By installing new bulkheads at the marina’s edge to replace the existing bulkheads that are old and failing, several acres of new green space can be added to the city’s waterfront. All that is required is filling in behind the new bulkheads.
The objections to this presented by Commissioner Chip Ross are little more than his own personal opinions. Unfortunately, these opinions are not supported by facts. First, the commissioner described the land under the water at the marina as “Sovereign Lands of the State of Florida,” which they are not. Second, he went on to state, ”Many years ago, it may have been possible to fill wetlands….however it requires intense permitting from the Saint Johns River Management District, the Army Corps of Engineers, and the Florida Department of Environmental Protection. The filling of wetlands is prohibited by the Fernandina Beach Comprehensive Plan and Land Development Code.”
Commissioner Ross is correct to state the filling of wetlands requires a permit but he might want to take a quick look at Rule 62-340 of the Florida Administrative Code to learn the definition of a “wetland.” He would discover that in the absence of “a prevalence of vegetation described as hydrophytic,” no land in the State of Florida can be legally determined to be a wetland.
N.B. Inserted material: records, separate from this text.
PR #1227, opened 2024-03-29
add amplify secret name to the generated typescript data schema file

sundersc:
## Problem

Adds the amplify secret name to the generated typescript data schema file.
- The core functionality exists in the API repo `@aws-amplify/graphql-schema-generator` package. Gen2 CLI is responsible for passing the amplify secret name option from the below command to the library.

```sh
npx amplify generate schema-from-database --connection-uri-secret CONN_STRING_SECRET --out schema.rds.ts
```

The underlying library uses the secret name in the generated file as shown in the below link. This file is later used to deploy the backend.
https://github.com/aws-amplify/amplify-category-api/blob/2c8ee6b16c1bb2b5dececa70354d7f4fff616497/packages/amplify-graphql-schema-generator/src/__tests__/__snapshots__/generate-ts-data-schema.test.ts.snap#L115

The PR also upgrades the `@aws-amplify/graphql-schema-generator` version to `0.8.0` which auto detects the database vpc configuration from the given connection uri.

NA

## Changes
- Unit tests
- Manual test

NA. No changes in the command structure.

## Checklist

### DIFF
--- a/packages/cli/src/commands/generate/schema-from-database/generate_schema_command.ts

The single most important city property for the creation of a true waterfront park is the tidal city-owned land between Centre and Ash Streets or the property south of Brett’s to south of the boat ramp. This property is not “sovereign lands of the State of Florida.” Take a walk and look. This is no wetland. It’s a mud bank, and it sits squarely in the middle of the most valuable property owned by the city of Fernandina Beach.
Citizens might want to communicate to their city commissioners their preference for how they want to see this property used: mud bank or city park? A new bulkhead can be installed alongside the marina. Fill can be placed behind this new bulkhead, and the city can see nearly an acre of new green space added to the waterfront. With a little landscaping and a few shade trees installed, this is the perfect location for the waterfront park citizens have been clamoring about for decades.
Mike, I wish you could have shown the picture that was attached to my submission. It was taken at low tide when the mud bank was in full view. Maybe you can add this later. If folks visit the marina at high tide, this stinky mud bank will be under a couple of feet of water and will be impossible to see.
Bob,that photo was far below our standards. Sorry.
Got it Mike, If folks are interested in seeing a picture of the Mud Bank they can find one in the NewsLeader.
What is a “wetland”? What happens when one fills in a “wetland” without authority? https://www.epa.gov/wetlands/what-wetland, https://www.epa.gov/cwa-404/how-wetlands-are-defined-and-identified-under-cwa-section-404
The mudbank will be there forever unless something like this was done. I don’t mind more green space. I would even support some small shops, with boardwalk and plenty of access to the waterfront. Adamantly opposed to a bandshell, playground equipment and those frigging Pentanque courts.
The boat should be relocated somewhere else? But where?